Bi-directional Model Cascading with Proxy Confidence (2504.19391v1)

Published 27 Apr 2025 in cs.LG

Abstract: Model Cascading, recently applied successfully to LLMs, is a simple but powerful technique that improves the efficiency of inference by selectively applying models of varying sizes. Models are used in sequence from smallest to largest, only deferring samples to large, costly models when smaller models are not sufficiently confident. Existing approaches to deferral use only limited small model confidence estimates because of the inaccessibility of the large model, although large model confidence is known to be important. We therefore propose a bi-directional approach to deferral that considers the confidence of small and large models in the cascade simultaneously through the use of a proxy for the large model. This requires a richer representation of model confidence to enable comparative calibration: we use an analysis of hidden states to improve post-invocation confidence of the small model, which in itself improves cascading results over prior approaches. We then combine this with a tiny proxy model to estimate pre-invocation confidence of the large model.
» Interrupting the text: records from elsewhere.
PR #2373, opened 2019-09-05
Update recipe04 to use vectorized behresp.quantity_response

MaxGhenis:
See discussion in https://github.com/PSLmodels/Behavioral-Responses/pull/58.


MattHJensen:
Thanks a lot for opening this PR, @MaxGhenis. I will review soon.

MattHJensen:
@MaxGhenis, thanks a great deal for opening this PR to Tax-Calculator. 

Given the context:
- The Tax-Calculator project is relative mature and desires to provide stable documentation and code
- Your contribution presents an alternative take on Recipe04, not a correction of it. 
- It would definitely be valuable for Tax-Calculator users to have access to your version of the Recipe

What do you think about adding this as a new recipe to the cookbook, rather than as a replacement for Recipe04, perhaps Recipe04-vectorized-behavior.py (welcome better names!). 

If you think this is a good idea and have the bandwidth to take it the extra step, that would be wonderful. If you think it is a good idea but would rather I add it to the cookbook and make sure testing/docs are working ok, I am open to that, too. If you think it is a bad idea, please let me know why and we can do something better.

MaxGhenis:
I reverted the old `recipe04` files and created the new ones as `recipe04_pandas` - I think this is the general difference. Note I didn't left recipe04 as-is, not addressing some stylistic issues like lowercase constants.

`make_cookbook.py` also needs to be updated, could you advise on the regex? This skips `recipe04_pandas`:

    RECIPES = glob.glob('recipe[0-9][0-9].py')

MattHJensen:
> could you advise on the regex?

We examine the proposed cascading system over challenging, multiple-choice datasets, finding improvements over standard cascading baselines reflected in reductions in deferrals to more costly models.

Summary

Bi-directional Model Cascading with Proxy Confidence: An Overview

The paper "Bi-directional Model Cascading with Proxy Confidence" introduces an innovative approach to model cascading aimed at enhancing the efficiency and performance of NLP systems using LLMs. The paper discusses a methodology for integrating small and large models in a cascade configuration, using a novel proxy confidence mechanism that evaluates the confidence of both models simultaneously.

Methodology and Approach

Cascading models is a strategy employed to optimize computational efficiency by deciding which model in a sequence should handle a particular inference task. Traditionally, cascading defers samples to larger models based on the smaller model's confidence in its predictions. However, the paper identifies limitations in relying solely on the small model's confidence estimates. Particularly, it notes failures in accurately degenerating samples where larger models might perform worse despite their complexity.

To address this, the authors propose a bi-directional approach where confidence measures from both the small model and the large model are considered, aided by a proxy—a tiny model designed to predict large model outputs. The proxy model, inspired by recent advancements in LLM calibration, uses layer-wise probability distributions of the smaller model's internal states and combines them with the predicted confidence of the larger model, significantly improving the calibration process.

Technical Contributions

The paper's core ideas revolve around an enhanced representation of model confidence. Specifically:

Backwards Confidence Estimation: It uses an analysis of hidden states from the smaller model to improve post-invocation confidence, leveraging pseudo-probabilities extracted from multiple intermediate layers rather than just the final output layer.
Forwards Confidence Estimation: A pre-invocation estimation using a proxy or auxiliary model predicts the confidence of the larger model without running expensive model evaluations. This is particularly useful in cascade systems where querying larger models is resource-intensive.
Deferral Decision Model: A meta-model evaluates when to defer tasks to the larger model, integrating these richer confidence representations to optimize performance.

Experimental Evaluation

The authors conducted experiments using multiple-choice question-answering benchmarks, including BoolQ, ARC-Easy, ARC-Challenge, MMLU, and CSQA datasets. The proposed bi-directional model consistently outperformed the baseline cascade methods that relied solely on small model confidences. Specifically, results indicated reductions in data deferrals to more costly large models by up to 42.5% while maintaining or improving overall system accuracy.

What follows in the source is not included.